PR #10687, opened 2018-01-11
python3-yarl: update to 0.18.0.

maxice8:


asergi:
Since 6934a3683c36416a01f4d2d114cfdf03bf1e0849 this package is broken. As of `0.17.0`, it requires `idna` too.

asergi:
There is no need to rage quit. Thank you for your collaboration.

PR #10692, opened 2018-01-11
opera: update to 50.0.2762.45. Fix /usr/share

gspe:
/usr/share was incorrectly copied to /usr/share/share
I've changed the shell script in /usr/bin that execute /usr/lib/opera/opera with a simlink


pullmoll:
Meanwhile there is http://get.geo.opera.com/pub/opera/desktop/50.0.2762.58/
Other than that looks ok to me. I would probably have used relative symlinks, but that's a matter of taste :)

gspe:
Corrected both of yours observation

pullmoll:
Please squash commits to just one, it makes the live of us maintainers easier.
I did this after pulling your PR in this case.
Thanks for the update!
==================================================
EXERCISE PROMPT: Could you retype every record above exactly as it appears?

OUTPUT:
PR #10687, opened 2018-01-11
python3-yarl: update to 0.18.0.

maxice8:


asergi:
Since 6934a3683c36416a01f4d2d114cfdf03bf1e0849 this package is broken. As of `0.17.0`, it requires `idna` too.

asergi:
There is no need to rage quit. Thank you for your collaboration.

PR #10692, opened 2018-01-11
opera: update to 50.0.2762.45. Fix /usr/share

gspe:
/usr/share was incorrectly copied to /usr/share/share
I've changed the shell script in /usr/bin that execute /usr/lib/opera/opera with a simlink


pullmoll:
Meanwhile there is http://get.geo.opera.com/pub/opera/desktop/50.0.2762.58/
Other than that looks ok to me. I would probably have used relative symlinks, but that's a matter of taste :)

gspe:
Corrected both of yours observation

pullmoll:
Please squash commits to just one, it makes the live of us maintainers easier.
I did this after pulling your PR in this case.
Thanks for the update!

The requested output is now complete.